— Your assignment —
Only an exact copy of every record counts as an answer.

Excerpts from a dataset
━━━━━━━━━━━━━━━━━━━━
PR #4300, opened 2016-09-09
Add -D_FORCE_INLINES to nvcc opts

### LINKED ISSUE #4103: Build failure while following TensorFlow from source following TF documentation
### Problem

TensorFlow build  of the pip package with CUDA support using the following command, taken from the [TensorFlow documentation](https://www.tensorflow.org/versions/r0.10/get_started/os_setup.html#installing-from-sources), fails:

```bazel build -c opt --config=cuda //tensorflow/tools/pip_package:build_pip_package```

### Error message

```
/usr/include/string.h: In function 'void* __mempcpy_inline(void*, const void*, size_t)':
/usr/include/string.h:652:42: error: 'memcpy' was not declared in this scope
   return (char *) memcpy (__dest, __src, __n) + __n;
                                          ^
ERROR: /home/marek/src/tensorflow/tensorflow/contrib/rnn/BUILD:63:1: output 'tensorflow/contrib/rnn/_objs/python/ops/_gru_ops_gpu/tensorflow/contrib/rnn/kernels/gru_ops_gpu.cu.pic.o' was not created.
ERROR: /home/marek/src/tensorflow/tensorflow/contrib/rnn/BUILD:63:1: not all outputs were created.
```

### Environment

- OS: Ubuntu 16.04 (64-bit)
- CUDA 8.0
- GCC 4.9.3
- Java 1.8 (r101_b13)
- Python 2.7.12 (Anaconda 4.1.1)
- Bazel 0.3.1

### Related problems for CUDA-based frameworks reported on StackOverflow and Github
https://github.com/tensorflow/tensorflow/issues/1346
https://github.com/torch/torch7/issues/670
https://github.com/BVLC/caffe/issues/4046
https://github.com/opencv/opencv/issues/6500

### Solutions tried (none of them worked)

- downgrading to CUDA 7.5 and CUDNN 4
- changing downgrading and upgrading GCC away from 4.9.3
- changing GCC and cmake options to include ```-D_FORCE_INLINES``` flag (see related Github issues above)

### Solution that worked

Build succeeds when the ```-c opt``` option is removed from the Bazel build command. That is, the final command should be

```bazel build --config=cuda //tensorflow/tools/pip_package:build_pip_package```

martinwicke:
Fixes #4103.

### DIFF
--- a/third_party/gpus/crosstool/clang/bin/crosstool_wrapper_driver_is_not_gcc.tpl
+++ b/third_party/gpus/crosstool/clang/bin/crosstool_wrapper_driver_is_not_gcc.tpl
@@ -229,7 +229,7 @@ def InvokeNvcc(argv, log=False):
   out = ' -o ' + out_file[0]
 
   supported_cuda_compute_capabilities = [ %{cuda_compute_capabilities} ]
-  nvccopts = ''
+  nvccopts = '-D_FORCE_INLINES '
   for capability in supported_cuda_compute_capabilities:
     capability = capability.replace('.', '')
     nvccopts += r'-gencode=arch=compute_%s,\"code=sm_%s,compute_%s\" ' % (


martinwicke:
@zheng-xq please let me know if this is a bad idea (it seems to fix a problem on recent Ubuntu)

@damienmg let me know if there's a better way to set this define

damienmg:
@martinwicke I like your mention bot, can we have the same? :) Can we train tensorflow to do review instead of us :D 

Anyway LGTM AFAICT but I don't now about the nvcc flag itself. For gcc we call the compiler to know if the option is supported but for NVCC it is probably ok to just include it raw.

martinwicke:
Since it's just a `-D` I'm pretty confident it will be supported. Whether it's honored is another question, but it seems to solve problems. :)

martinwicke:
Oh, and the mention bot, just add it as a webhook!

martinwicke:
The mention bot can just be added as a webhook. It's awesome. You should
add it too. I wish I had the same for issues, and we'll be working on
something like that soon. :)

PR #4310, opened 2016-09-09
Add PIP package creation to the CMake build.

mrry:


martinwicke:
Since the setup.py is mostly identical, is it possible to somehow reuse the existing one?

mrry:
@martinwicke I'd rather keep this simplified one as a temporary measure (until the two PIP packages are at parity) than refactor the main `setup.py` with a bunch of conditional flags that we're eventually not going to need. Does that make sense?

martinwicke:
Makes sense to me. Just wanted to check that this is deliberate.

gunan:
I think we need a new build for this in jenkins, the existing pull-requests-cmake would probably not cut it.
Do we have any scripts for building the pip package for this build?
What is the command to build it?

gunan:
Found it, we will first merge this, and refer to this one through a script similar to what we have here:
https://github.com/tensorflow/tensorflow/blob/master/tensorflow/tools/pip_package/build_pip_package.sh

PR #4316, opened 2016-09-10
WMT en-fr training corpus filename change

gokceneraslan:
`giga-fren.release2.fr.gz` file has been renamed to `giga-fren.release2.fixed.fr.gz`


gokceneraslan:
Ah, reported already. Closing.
━━━━━━━━━━━━━━━━━━━━
— Reply —
PR #4300, opened 2016-09-09
Add -D_FORCE_INLINES to nvcc opts

### LINKED ISSUE #4103: Build failure while following TensorFlow from source following TF documentation
### Problem

TensorFlow build  of the pip package with CUDA support using the following command, taken from the [TensorFlow documentation](https://www.tensorflow.org/versions/r0.10/get_started/os_setup.html#installing-from-sources), fails:

```bazel build -c opt --config=cuda //tensorflow/tools/pip_package:build_pip_package```

### Error message

```
/usr/include/string.h: In function 'void* __mempcpy_inline(void*, const void*, size_t)':
/usr/include/string.h:652:42: error: 'memcpy' was not declared in this scope
   return (char *) memcpy (__dest, __src, __n) + __n;
                                          ^
ERROR: /home/marek/src/tensorflow/tensorflow/contrib/rnn/BUILD:63:1: output 'tensorflow/contrib/rnn/_objs/python/ops/_gru_ops_gpu/tensorflow/contrib/rnn/kernels/gru_ops_gpu.cu.pic.o' was not created.
ERROR: /home/marek/src/tensorflow/tensorflow/contrib/rnn/BUILD:63:1: not all outputs were created.
```

### Environment

- OS: Ubuntu 16.04 (64-bit)
- CUDA 8.0
- GCC 4.9.3
- Java 1.8 (r101_b13)
- Python 2.7.12 (Anaconda 4.1.1)
- Bazel 0.3.1

### Related problems for CUDA-based frameworks reported on StackOverflow and Github
https://github.com/tensorflow/tensorflow/issues/1346
https://github.com/torch/torch7/issues/670
https://github.com/BVLC/caffe/issues/4046
https://github.com/opencv/opencv/issues/6500

### Solutions tried (none of them worked)

- downgrading to CUDA 7.5 and CUDNN 4
- changing downgrading and upgrading GCC away from 4.9.3
- changing GCC and cmake options to include ```-D_FORCE_INLINES``` flag (see related Github issues above)

### Solution that worked

Build succeeds when the ```-c opt``` option is removed from the Bazel build command. That is, the final command should be

```bazel build --config=cuda //tensorflow/tools/pip_package:build_pip_package```

martinwicke:
Fixes #4103.

### DIFF
--- a/third_party/gpus/crosstool/clang/bin/crosstool_wrapper_driver_is_not_gcc.tpl
+++ b/third_party/gpus/crosstool/clang/bin/crosstool_wrapper_driver_is_not_gcc.tpl
@@ -229,7 +229,7 @@ def InvokeNvcc(argv, log=False):
   out = ' -o ' + out_file[0]
 
   supported_cuda_compute_capabilities = [ %{cuda_compute_capabilities} ]
-  nvccopts = ''
+  nvccopts = '-D_FORCE_INLINES '
   for capability in supported_cuda_compute_capabilities:
     capability = capability.replace('.', '')
     nvccopts += r'-gencode=arch=compute_%s,\"code=sm_%s,compute_%s\" ' % (


martinwicke:
@zheng-xq please let me know if this is a bad idea (it seems to fix a problem on recent Ubuntu)

@damienmg let me know if there's a better way to set this define

damienmg:
@martinwicke I like your mention bot, can we have the same? :) Can we train tensorflow to do review instead of us :D 

Anyway LGTM AFAICT but I don't now about the nvcc flag itself. For gcc we call the compiler to know if the option is supported but for NVCC it is probably ok to just include it raw.

martinwicke:
Since it's just a `-D` I'm pretty confident it will be supported. Whether it's honored is another question, but it seems to solve problems. :)

martinwicke:
Oh, and the mention bot, just add it as a webhook!

martinwicke:
The mention bot can just be added as a webhook. It's awesome. You should
add it too. I wish I had the same for issues, and we'll be working on
something like that soon. :)

PR #4310, opened 2016-09-09
Add PIP package creation to the CMake build.

mrry:


martinwicke:
Since the setup.py is mostly identical, is it possible to somehow reuse the existing one?

mrry:
@martinwicke I'd rather keep this simplified one as a temporary measure (until the two PIP packages are at parity) than refactor the main `setup.py` with a bunch of conditional flags that we're eventually not going to need. Does that make sense?

martinwicke:
Makes sense to me. Just wanted to check that this is deliberate.

gunan:
I think we need a new build for this in jenkins, the existing pull-requests-cmake would probably not cut it.
Do we have any scripts for building the pip package for this build?
What is the command to build it?

gunan:
Found it, we will first merge this, and refer to this one through a script similar to what we have here:
https://github.com/tensorflow/tensorflow/blob/master/tensorflow/tools/pip_package/build_pip_package.sh

PR #4316, opened 2016-09-10
WMT en-fr training corpus filename change

gokceneraslan:
`giga-fren.release2.fr.gz` file has been renamed to `giga-fren.release2.fixed.fr.gz`


gokceneraslan:
Ah, reported already. Closing.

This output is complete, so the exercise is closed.